As a teenager, Haydn enjoyed practical jokes—something he started writing into his music. During his early adult years, he served as a music teacher, choir director and accompanist for singers. By the age of 30, Haydn was accepting employment as a royal court music director, which was common at the time. He ended up working for the extremely wealthy Esterhazy family. The princes of the family always supported and appreciated music, and the family gave him huge responsibilities, which led to Haydn becoming extremely successful. He wrote symphonies, directed the orchestra, performed and even wrote operas.

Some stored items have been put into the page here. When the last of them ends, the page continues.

PR #2538, opened 2025-05-05
feat(components): Format File Composed

scotttjob:
## Motivations

1. We had a request to make some style changes to FormatFile, so as per our recent efforts, we made it composable instead so consumers can change what they need.

## Changes

1. FormatFile is now composable.

### Changed

- Format File refactored to be composable.

### Fixed

- FormatFile is now in a composable state for extension.

## Testing

- Everything should still work as-is.

Changes can be

---

Random photo of Atlantis


timoteialbu (approved):
LGTM - First of all, thanks so much for pushing this through with no notice today! I am using it in this [PR](https://github.com/GetJobber/jobber-frontend/pull/2806) and did a bunch of testing and made some changes based on my needs. Hopefully those are okay.

edison-cy-yang (approved):
Non-composed version continues to work in storybook, and Timotei tested the composed version in JF. lgtm!

A quick followup we should do though is expose the props types of components like FormatFile.Body. Components like FormatFile.ThumbnailContainer can maybe live without props exported since they're very much simple containers.

packages/components/src/FormatFile/FormatFile.tsx
```diff
@@ -46,86 +17,213 @@ export function FormatFile({
...
+  children,
+  className,
+}: {
+  readonly children: React.ReactNode;
+  readonly className?: string;
+}) {
+  return <div className={className}>{children}</div>;
+};
+
+FormatFile.Body = function FormatFileBody({
```
edison-cy-yang, line 140: I will be moving the props for some of these sub components into `types.ts` and exporting them before we actually ship this

PR #2540, opened 2025-05-06
feat(components-native): BREAKING CHANGE: Upgrade to React Native 0.77

ZakaryH:
## Motivations

Same concept as https://github.com/GetJobber/atlantis/pull/2528

this was split off because the other PR was getting somewhat large. in practice I wouldn't want us to merge the other PR without this one so that we do one big jump from 0.73->0.77

if it's not helpful having as a separate PR we can merge in into the other one and review it all, since that's effectively what would be happening if you review this one built off the others. there's not really a point to doing QA twice.

## Changes

again, nothing in our components needed to change luckily. just the way we test components and then dependencies of RN

### Added

- 

### Changed

**INCREASED PEER DEPENDENCIES OF `components-native` TO MATCH THE VERSION WE'RE BUILDING WITH**

### Deprecated

- 

### Removed

- 

### Fixed

- 

### Security

- 

## Testing

same process as the other PR, I'd recommend testing on this one to only have to do it once.

all CI, tests, building should work as expected. site, components, web components should all work.

Glimmer in theory changed but I've checked it out using this version and it's still doing what it is supposed to do, but worth double checking.

ideally trying things on both a physical Android and iOS device is preferable, but we will have some time for QA when this merges into the release candidate as long as there's nothing clearly amiss.

Changes can be

---

Random photo of Atlantis


ZakaryH:
the other PR was getting big

0.75 and 0.76 didn't require a ton for changes whereas 0.77 is looking like it'll require a bit more work, so I'm making this an isolated PR for it to be easier to review

package-lock.json
```diff
@@ -36614,9 +36719,9 @@
       }
     },
     "node_modules/react-devtools-core": {
-      "version": "5.3.2",
-      "resolved": "https://registry.npmjs.org/react-devtools-core/-/react-devtools-core-5.3.2.tgz",
-      "integrity": "sha512-crr9HkVrDiJ0A4zot89oS0Cgv0Oa4OG1Em4jit3P3ZxZSKPMYyMjfwMqgcJna9o625g8oN87rBm8SWWrSTBZxg==",
+      "version": "6.1.1",
```
ZakaryH, line 36722: major version bump, though it's for dev-tools so I'm not particularly worried

ZakaryH:
Disclosure tests are failing on snapshots
image
if you check the element causing it, it's the `ScrollView`
image

there's a mention of some changes around ScrollView which I assume are related
https://reactnative.dev/blog/2025/01/21/version-0.77#other-breaking-changes

packages/components-native/src/Disclosure/Disclosure.test.tsx
ZakaryH, line 1: admittedly this is a bit more than I needed to do to fix the tests

I just don't love snapshots and would prefer to test in a more reliable way that is less susceptible to failing due to things like the underlying `View` or `ScrollView` changing

ZakaryH:
there's an actual bug with Disclosure where we're not accounting for the padding-top causing it to get cut off

image

there are a few ways to solve this (possibly with the new box sizing that we'll now have available?), but I'm going to make a ticket for it since it's an existing issue

I'm also at a loss for why the Disclosure is built the way it is

```
    <ReanimatedScrollView
      scrollEnabled={false}
      showsHorizontalScrollIndicator={false}
      showsVerticalScrollIndicator={false}
      style={[styles.contentContainer, animatedStyle]}
    >
```

why are we using a Reanimated Scroll View hard coded to not be scrollable with all the scroll indications off?

I'll assume there was an issue with Reanimated at the time, but there's really no reason to not use a view now - or if you do want to set a max height, then allow scrolling if the content exceeds that amount, don't hard code it to false

packages/components-native/src/Glimmer/Glimmer.test.tsx
ZakaryH, line 1: this test was failing due to a change in how React Native handles looping animations

>Animation
>Native looping animation do not send a React state update every time the loop ends.
https://reactnative.dev/blog/2025/01/21/version-0.77#other-breaking-changes

which is what Glimmer does

I tried a few different approaches, re-rendering and trying to verify the animated style value but nothing was working. doing this for now, which is a bit different of a way of trying to verify the same behavior.

maybe there's a better way but I'm going to stick with this for now for the purposes of moving forward.

ZakaryH: I've verified the component works fine in reality, so this is specifically an issue around how to test it

ZakaryH:
all the props.json updates are coming from RN props

3 of them are some new possible values for `textContentType`
https://github.com/facebook/react-native/blob/main/packages/react-native/Libraries/Components/TextInput/TextInput.d.ts#L270-L317

ZakaryH:
using the prerelease in mobile on both iOS and Android simulator seemed fine :)

ZakaryH:
looking over the changes in the other PR and this one, there's extremely little that had to change in our actual implementations in fact almost all the changes minus some babel config were all tests, props and other package updates which is to say nothing about our compatibility changed in any meaningful way between 0.73 and 0.77

with that in mind, I think it's OK to keep `components-native` as `>=0.69.2` for the react-native peer dep. nothing we've used is only available in say 0.77 that would need us to increase that requirement

as such, if we're not increasing our peer dep requirement, it's technically not even a breaking change that would require a major version bump of components-native. our stuff works with 0.77, but if you're still running 0.70 it would still work.

packages/components-native/src/Form/Form.tsx
```diff
@@ -138,7 +138,7 @@ function InternalForm<T extends FieldValues, S>({
 
   const styles = useStyles();
 
-  // Comment to trigger build once more
+  // Comment to trigger build once more and again
```
ZakaryH, line 141: remove

packages/components/src/ConfirmationModal/ConfirmationModal.tsx
```diff
@@ -163,7 +163,7 @@ type ConfirmationModalProps =
   | (SimpleConfirmationModalProps & (StringMessage | ChildrenMessage))
   | (ComplexConfirmationModalProps & (StringMessage | ChildrenMessage));
 
-// Comment to trigger build once more
+// Comment to trigger build once more and again
```
ZakaryH, line 166: remove

packages/components-native/package.json
```diff
@@ -70,7 +70,7 @@
     "date-fns-tz": "^2.0.0",
     "react": "^18.2.0",
     "react-intl": "^6.4.2",
-    "react-native": ">=0.69.2",
+    "react-native": ">=0.77.0",
```
ZakaryH, line 73: doing the opposite of this comment https://github.com/GetJobber/atlantis/pull/2540#issuecomment-2860211146

after talking with Scott, we've decided it's safer and better for Jobber for this to closer match the actual version we are building with

keeping it as >= to avoid blocking the app, but worth noting we can't actually guarantee compatibility with say 0.78 yet

we might work fine with it, we might not. it's unclear right now. 

bumping the peer deps is a breaking change though so I'll update the title and tagging on both of these PRs

ZakaryH: with this change, it'll be important to try installing the package in product

I'll add another comment and trigger a new prerelease build once we get a passing CI run

ZakaryH: ah, yeah this is no good. it's too high, our own app is slightly behind this version. I'll reduce it slightly.

PR #2541, opened 2025-05-06
feat(components): Add InputDate prop to replace invalid values with last value on blur

jdeichert:
## Motivations

This is a hacky workaround for a problem we're currently facing. I'm looking at better solutions and will file followup tickets as necessary.

I already found an improvement and will ship this separately after it's reviewed: https://github.com/GetJobber/atlantis/pull/2542

### Added

- Added a new `InputDate` (v1) prop `restoreLastValueOnBlur` which replaces empty/invalid values with the last value when the form field is blurred

## Testing

Test out this story locally in`docs/components/InputDate/Web.stories.tsx`

1. Click the textarea
2. Tab to focus the input date field
3. Backspace the value
4. Shift tab to go back to the textarea
    * Observe the form field input replaces the empty value with the previous value
5. Tab back into the input date field
6. Enter an invalid date string
7. Shift tab to go back to the textarea
    * Observe the form field input replaces the bad value with the previous value
8. Confirm the normal date picker works as expected (mouse click to focus which opens the date picker)

```jsx
const BasicTemplate: ComponentStory<typeof InputDate> = args => {
  const [date, setDate] = useState(new Date("11/11/2011"));

  return (
    <Content>
      <textarea />
      <InputDate
        value={date}
        restoreLastValueOnBlur
        onChange={d => {
          if (!d) return;
          setDate(d);
        }}
      />
    </Content>
  );
};
```

### DIFF
--- a/packages/site/src/content/InputDate/InputDate.props.json
+++ b/packages/site/src/content/InputDate/InputDate.props.json
@@ -90,7 +90,7 @@
         "defaultValue": {
           "value": "false"
         },
-        "description": "Whether to replace empty/invalid values with the original value on blur",
+        "description": "Experimental:\nWhether to replace empty/invalid values with the original value on blur.\n\nThis solves an immediate UX problem and is likely to change in the future.\nIt prevents the input from retaining empty/invalid values when the user tabs\ninto it, clears the value, and tabs away. In this scenario, the original\nvalue will be restored.",
         "name": "restoreLastValueOnBlur",
         "parent": {
           "fileName": "packages/components/src/InputDate/InputDate.types.ts",


JeffMarvin:
@jdeichert Probably not required (because I think you'd need to recreate the PR) but watch out for upper case letters in branch names. Can cause issues on Mac sometimes.

packages/components/src/InputDate/InputDate.tsx
```diff
@@ -54,6 +58,17 @@ export function InputDate(inputProps: InputDateProps) {
                 inputProps.onBlur && inputProps.onBlur();
                 activatorProps.onBlur && activatorProps.onBlur();
                 setIsFocused(false);
+
+                if (inputProps.restoreLastValueOnBlur) {
```
JeffMarvin, line 62: A comment here describing why we're allowing this and what issue it solves would be good. (Could even say it is experimental and may change.)

Same thing with the prop - a comment and status of experimental may help future maintainers.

Haydn’s most famous work is often considered the “Surprise Symphony” (No. 94), but he wrote literally thousands of other well-known pieces, including solos for trumpet, duets, quartets, concertos, symphonies and operas. He was one of Beethoven’s composition teachers, and became friends with Mozart as well. At his final concert, Beethoven and other composers were in attendance. In 1809, at the age of 77, Haydn died of natural causes. Mozart’s Requiem Mass was performed at his memorial service. Today, he is considered one of the greatest composers of all-time, and is known as the “Father of the Symphony.”